▶ [What you need to do]: Print this span of the material below exactly: the line with "The pattern is consistent", the line with "with other sites.", and every line between them, but nothing else.

▶ [Data supplied]:

Segment Open

Issue #266, opened 2026-06-19
Add telemetry-health counter (.agentic/.telemetry-health.json) for silent-fail visibility


bloodf:
## Problem

`hooks/stop-context.js` has ~21 silent-catch blocks on state writes (loop-state, batch-state, events.jsonl, session-log, context.md, capture-gap cursor). The silent-fail discipline is correct - never block session exit. But the discipline produces zero signal when writes fail.

Disk full, permissions drift, corrupted JSON: all fail silently. `bin/agentic-cost` reads these files but has no way to report "N sessions were dropped". `agentic-status` has no field to surface "your session log has not been written in 5 sessions". Users discover data loss only when they run a rollup and the numbers look wrong.

Related to audit index issue: #258. Pairs naturally with issue #5 (both touch stop-context.js read paths).

## Evidence

`hooks/stop-context.js` silent-catch sites on state writes (not the JSON-line-skip or optional-git sites which are correctly silent):

```
:151  writeLoopState          (loop-state.json write)
:197  writeBatchState         (batch-state.json write)
:299  writeSessionTotal       (events.jsonl session_total append)
:326  removeLearningsAgentSession (marker unlink)
:401  appendIdentityNudgeToContextMd (context.md append)
:441  computeSessionTotals    (events.jsonl read)
:493  writeSessionLog         (per-project session-log append)
:531  writeSessionLogGlobal   (global session-log append)
:641  writePendingBuffer      (pending-buffer write)
:913  appendCaptureGapNoticeToContextMd (cursor write)
:1052 run (git status)        (optional - git missing is OK)
:1133 run (wrap coexistence)  (context.md write)
:1183 run (session-log path)  (session-log append)
:1204 run (context.md write)  (primary context.md write)
:1263 run (final state writes) (session-log + capture-gap)
```

## Goal

Add a single append-only failure counter: `.agentic/.telemetry-health.json`. Every silent-catch on a state write increments a per-target counter and records the last error message + timestamp. `bin/agentic-status` reads the file and surfaces a summary.

The counter file itself is also written best-effort behind a silent catch - if it fails, the hook still exits cleanly. No new blocking I/O.

## Repo conventions to match

- Silent-fail discipline: the health counter write MUST NOT throw or block.
- Atomic write pattern (tmp + rename, with cleanup - see issue #6).
- No new deps.
- File lives under `.agentic/` (gitignored via the umbrella) - not committed.

## Steps

[...]

PR #334, opened 2026-06-26
fix(hooks): clean up orphan .tmp files in stop-context atomic-write catch blocks (#262) [hooks-stack 1/3]

### LINKED ISSUE #262: Add .tmp cleanup to atomic-write catch blocks in stop-context.js
## Problem

The atomic-write pattern in `hooks/stop-context.js` writes to a `.tmp` file then renames it into place. On rename failure (or write failure), the `.tmp` file is not cleaned up. Orphaned `.tmp` files accumulate in `.agentic/` across sessions.

Compare to the correct pattern in `bin/agentic-identity:154-162` which DOES unlink the tmp file in its except block.

## Evidence

`hooks/stop-context.js:146-148` (writeLoopState):

```js
const tmpPath = loopStatePath + '.tmp';
fs.writeFileSync(tmpPath, JSON.stringify(loopState, null, 2));
fs.renameSync(tmpPath, loopStatePath);
// ...
} catch (_) {
  // Silent failure - the 10-minute implicit-interrupt heuristic handles missed writes
}
```

No `fs.unlinkSync(tmpPath)` in the catch.

Same pattern at:
- `stop-context.js:194-196` (writeBatchState)
- `stop-context.js:636,640` (writePendingBuffer)
- `stop-context.js:912` (capture-gap cursor update)

Contrast with `bin/agentic-identity:154-162`:

```python
tmp = dest.with_suffix(".yml.tmp")
try:
    tmp.write_text(content, encoding="utf-8")
    os.chmod(tmp, 0o600)
    tmp.rename(dest)
except Exception as exc:
    print(f"agentic-identity: write failed: {exc}", file=sys.stderr)
    tmp.unlink(missing_ok=True)   # <-- cleanup
    return 1
```

## Goal

Add `fs.unlinkSync(tmpPath)` cleanup to each atomic-write catch block in `hooks/stop-context.js`. Suppress unlink errors (the file may not exist if writeFileSync itself failed).

## Repo conventions to match

- Silent-fail discipline: the cleanup itself must not throw. Wrap in try/catch.
- No logging in this issue (that is issue #10).
- Match the Python side's `missing_ok=True` semantics: unlink should not fail if the file is already gone.

## Steps

For each of the 4 atomic-write sites, modify the catch block:

1. **`writeLoopState` (around line 146-153)**:

   Before:
   ```js
   } catch (_) {
     // Silent failure - the 10-minute implicit-interrupt heuristic handles missed writes
   }
   ```

   After:
   ```js
   } catch (_) {
     // Silent failure - the 10-minute implicit-interrupt heuristic handles missed writes.
     // Clean up orphaned .tmp file if it exists.
     try { fs.unlinkSync(tmpPath); } catch (_) { /* tmp may not exist if writeFileSync failed */ }
   }
   ```

   Note: `tmpPath` is declared with `const` inside the `try` block, so it is not in scope in `catch`. Move the `const tmpPath = ...` declaration to **before** the `try` block so the catch can reference it:

   ```js
   const tmpPath = loopStatePath + '.tmp';
   try {
     fs.writeFileSync(tmpPath, JSON.stringify(loopState, null, 2));
     fs.renameSync(tmpPath, loopStatePath);
   } catch (_) {
     try { fs.unlinkSync(tmpPath); } catch (_) { /* not present */ }
   }
   ```

2. Apply the same refactor to:
   - `writeBatchState` (`stop-context.js:190-200`)
   - `writePendingBuffer` (`stop-context.js:634-643`)
   - `appendCaptureGapNoticeToContextMd` cursor update (`stop-context.js:910-913`)

3. **Extend `hooks/tests/test-stop-context-session-log.js`** with a test that:
   - Stages a scenario where `fs.renameSync` throws (mock it).
   - Verifies the `.tmp` file does not exist after the call returns.
   - Verifies no exception propagates (silent-fail preserved).

## Files in scope

Modify:
- `hooks/stop-context.js`
- `hooks/tests/test-stop-context-session-log.js`

- Do NOT change the Python side - it already has the correct pattern.
- Do NOT add logging (issue #10).
- Do NOT refactor the functions into a shared helper (issue #9 covers Python-side consolidation; JS-side is separate).

```
# Tests pass
node hooks/tests/test-stop-context-session-log.js

# Grep: every .tmp write site has a matching unlink in its catch
# Each of these lines should have an "unlinkSync" in the same function's catch:
grep -n "\.tmp'" hooks/stop-context.js
grep -n "unlinkSync" hooks/stop-context.js
# Manually verify the 4 .tmp sites each have a corresponding unlink.

# Stop hook still works
echo '{"cwd":"'"$PWD"'","session_id":"test","transcript":[]}' \
  | node hooks/stop-context.js
ls .agentic/*.tmp 2>/dev/null && echo "FAIL: orphaned tmp files" || echo "PASS: no orphans"
```

## Escape hatches

- If moving `const tmpPath` out of the `try` block triggers a lint error (declared but not used in some path), declare it with `let` initialized to `null` and assign inside the try. The catch then checks `if (tmpPath) try { fs.unlinkSync(tmpPath); } catch (_) {}`.
- If the existing tests do not have a mocking pattern for `fs.renameSync`, use `jest.mock` or `sinon` if already in the devDeps - otherwise inject the mock via Node's `--require` hook or restructure the test to inject a fake `fs` object. If neither is straightforward, skip the specific mock-based test and add a comment in the test file explaining the gap.

## Maintenance note

Reviewers: the scope is small and the pattern is repetitive. Verify all 4 sites are touched, not just the first. The Python side already does this correctly - the JS side is just catching up.

bloodf:
> **Audit batch #258 — hooks-stack 1/3.** Merge order: **#334 → #335 → #336** (all touch `hooks/stop-context.js`). This is the base of the stack — merge first. #335 and #336 rebase onto `main` if this squash-merges (SHA changes).

Atomic-write sites in `stop-context.js` wrote to a `.tmp` then renamed; on failure the `.tmp` was orphaned in `.agentic/`. Closes #262.

- Added a best-effort `try { fs.unlinkSync(tmpPath); } catch (_) {}` to the catch of all 4 atomic-write sites: `writeLoopState`, `writeBatchState`, `writePendingBuffer`, capture-gap cursor.
- Hoisted the path vars out of their try blocks where needed (a `const` declared inside `try` is not in scope in `catch`); `writePendingBuffer` guards its `let pendingTmpFile` against the write-failed-before-assignment case.
- No logging (that is #266), no change to write/rename logic, silent-fail discipline preserved.

Regression test (sub-test 5): pre-plants a stale `.tmp`, forces the catch with corrupt JSON, asserts the `.tmp` is removed. Mutation-checked — removing the unlink fails the test. `test-stop-context-session-log.js` 19/19, `test-stop-context-deferred-wrap.js` 51/51.

### DIFF
--- a/hooks/stop-context.js
+++ b/hooks/stop-context.js
@@ -220,8 +220,8 @@ function writeLoopState(cwd) {
     return;
   }
 
+  const loopStatePath = path.join(cwd, '.agentic', 'loop-state.json');
   try {
-    const loopStatePath = path.join(cwd, '.agentic', 'loop-state.json');
     if (fs.existsSync(loopStatePath)) {
       const loopState = JSON.parse(fs.readFileSync(loopStatePath, 'utf-8'));
       if (loopState.status === 'active') {
@@ -235,6 +235,7 @@ function writeLoopState(cwd) {
     }
   } catch (_) {
     // Silent failure - the 10-minute implicit-interrupt heuristic handles missed writes
+    try { fs.unlinkSync(loopStatePath + '.tmp'); } catch (_e) { /* tmp absent or never created */ }
   }
 }
 
@@ -254,8 +255,8 @@ function writeBatchState(cwd, sessionId) {
     return;
   }
 
+  const batchStatePath = path.join(cwd, '.agentic', 'batch-state.json');
   try {
-    const batchStatePath = path.join(cwd, '.agentic', 'batch-state.json');
     if (!fs.existsSync(batchStatePath)) return;
     const batchState = JSON.parse(fs.readFileSync(batchStatePath, 'utf-8'));
 
@@ -281,6 +282,7 @@ function writeBatchState(cwd, sessionId) {
     fs.renameSync(tmpPath, batchStatePath);
   } catch (_) {
     // Silent failure - best-effort write; resume-time logic tolerates absent mark.
+    try { fs.unlinkSync(batchStatePath + '.tmp'); } catch (_e) { /* tmp absent or never created */ }
   }
 }
 
@@ -652,6 +654,7 @@ function generateUuid() {
  * @param {string|null} sessionId - Current session uuid (uuid v4 generated if null).
  */
 function writePendingBuffer(cwd, sessionId) {
+  let pendingTmpFile = null;
   try {
     const pendingDir = path.join(os.homedir(), '.agentic', 'session-log', '.pending');
     fs.mkdirSync(pendingDir, { recursive: true });
@@ -720,11 +723,14 @@ function writePendingBuffer(cwd, sessionId) {
 
     // Atomic write: tmp + rename
     const outFile = path.join(pendingDir, `${sessionUuid}.json`);
-    const tmpFile = outFile + '.tmp';
-    fs.writeFileSync(tmpFile, JSON.stringify(record, null, 2), 'utf8');
-    fs.renameSync(tmpFile, outFile);
+    pendingTmpFile = outFile + '.tmp';
+    fs.writeFileSync(pendingTmpFile, JSON.stringify(record, null, 2), 'utf8');
+    fs.renameSync(pendingTmpFile, outFile);
   } catch (_) {
     // Silent failure - consistent with all other write paths
+    if (pendingTmpFile) {
+      try { fs.unlinkSync(pendingTmpFile); } catch (_e) { /* tmp absent or never created */ }
+    }
   }
 }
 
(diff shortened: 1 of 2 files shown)


tyson-solara6 (approved):
**Approving** - all 4 atomic-write sites correctly patched; CI all green.

The pattern is consistent and correct across all sites:

**Sites 1 and 2 (`writeLoopState`, `writeBatchState`):** path vars hoisted out of the try block (making them accessible in `catch`), then best-effort `unlinkSync(path + '.tmp')` in catch. The inner `try/catch` correctly handles ENOENT (silent swallow when no `.tmp` was ever written - e.g., the catch fires on a JSON parse error before any write). This false-positive-unlink-on-parse-error behavior is intentional and safe.

**Site 3 (`writePendingBuffer`):** `let pendingTmpFile = null` before the try is the right call here since `outFile` is computed deep inside the try. The null guard (`if (pendingTmpFile)`) correctly prevents an unlink attempt when the error occurred before the tmp path was assigned (e.g., `mkdirSync` failure). Once `pendingTmpFile` is set (immediately before `writeFileSync`), any subsequent failure correctly unlinks it.

**Site 4 (capture-gap cursor):** unlink added to existing single-line catch, consistent with other sites.

Test sub-test 5 covers the key invariants - success path leaves no `.tmp`, failure path (pre-planted stale `.tmp` + corrupt input) cleans it up. The mutation check (guard removed → test fails) is explicit, which is the right verification approach.

---

**[Nitpick]** Sub-test 5 exercises only Site 1 (`writeLoopState`). Sites 2-4 are not directly tested but the pattern is structurally identical. Not blocking.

Segment Closed

▶ [Answer area]:
The pattern is consistent and correct across all sites:

**Sites 1 and 2 (`writeLoopState`, `writeBatchState`):** path vars hoisted out of the try block (making them accessible in `catch`), then best-effort `unlinkSync(path + '.tmp')` in catch. The inner `try/catch` correctly handles ENOENT (silent swallow when no `.tmp` was ever written - e.g., the catch fires on a JSON parse error before any write). This false-positive-unlink-on-parse-error behavior is intentional and safe.

**Site 3 (`writePendingBuffer`):** `let pendingTmpFile = null` before the try is the right call here since `outFile` is computed deep inside the try. The null guard (`if (pendingTmpFile)`) correctly prevents an unlink attempt when the error occurred before the tmp path was assigned (e.g., `mkdirSync` failure). Once `pendingTmpFile` is set (immediately before `writeFileSync`), any subsequent failure correctly unlinks it.

**Site 4 (capture-gap cursor):** unlink added to existing single-line catch, consistent with other sites.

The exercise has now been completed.